→ Problem statement: Look for the word "define" in the entries and copy each line where it appears.

[Stored entries]
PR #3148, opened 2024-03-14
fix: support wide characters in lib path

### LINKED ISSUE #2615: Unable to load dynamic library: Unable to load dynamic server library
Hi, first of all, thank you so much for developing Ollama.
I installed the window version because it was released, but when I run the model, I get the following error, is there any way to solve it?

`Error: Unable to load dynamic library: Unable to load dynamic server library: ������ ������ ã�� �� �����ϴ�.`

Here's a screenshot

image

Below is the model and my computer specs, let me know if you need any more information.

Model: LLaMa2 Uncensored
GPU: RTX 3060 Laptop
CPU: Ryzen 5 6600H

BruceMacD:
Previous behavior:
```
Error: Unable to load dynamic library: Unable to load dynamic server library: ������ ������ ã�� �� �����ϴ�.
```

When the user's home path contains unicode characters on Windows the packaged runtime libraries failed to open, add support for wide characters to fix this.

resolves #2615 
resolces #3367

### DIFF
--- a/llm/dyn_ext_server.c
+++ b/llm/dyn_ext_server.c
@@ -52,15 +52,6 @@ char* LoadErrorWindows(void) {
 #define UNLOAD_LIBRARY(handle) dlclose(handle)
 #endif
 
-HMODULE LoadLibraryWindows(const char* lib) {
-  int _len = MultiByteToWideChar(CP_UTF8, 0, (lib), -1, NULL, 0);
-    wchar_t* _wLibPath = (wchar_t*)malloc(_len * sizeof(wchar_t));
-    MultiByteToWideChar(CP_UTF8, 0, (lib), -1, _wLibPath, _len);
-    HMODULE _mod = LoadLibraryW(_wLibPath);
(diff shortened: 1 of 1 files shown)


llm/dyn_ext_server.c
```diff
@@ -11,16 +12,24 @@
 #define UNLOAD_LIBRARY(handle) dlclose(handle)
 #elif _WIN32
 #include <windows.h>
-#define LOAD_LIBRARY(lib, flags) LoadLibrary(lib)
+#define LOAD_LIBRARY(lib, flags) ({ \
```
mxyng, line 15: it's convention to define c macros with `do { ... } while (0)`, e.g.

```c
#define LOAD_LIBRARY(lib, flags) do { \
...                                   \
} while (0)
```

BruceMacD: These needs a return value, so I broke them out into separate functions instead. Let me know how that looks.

→ Your response:
 #define UNLOAD_LIBRARY(handle) dlclose(handle)
 #define UNLOAD_LIBRARY(handle) dlclose(handle)
-#define LOAD_LIBRARY(lib, flags) LoadLibrary(lib)
+#define LOAD_LIBRARY(lib, flags) ({ \
mxyng, line 15: it's convention to define c macros with `do { ... } while (0)`, e.g.
#define LOAD_LIBRARY(lib, flags) do { \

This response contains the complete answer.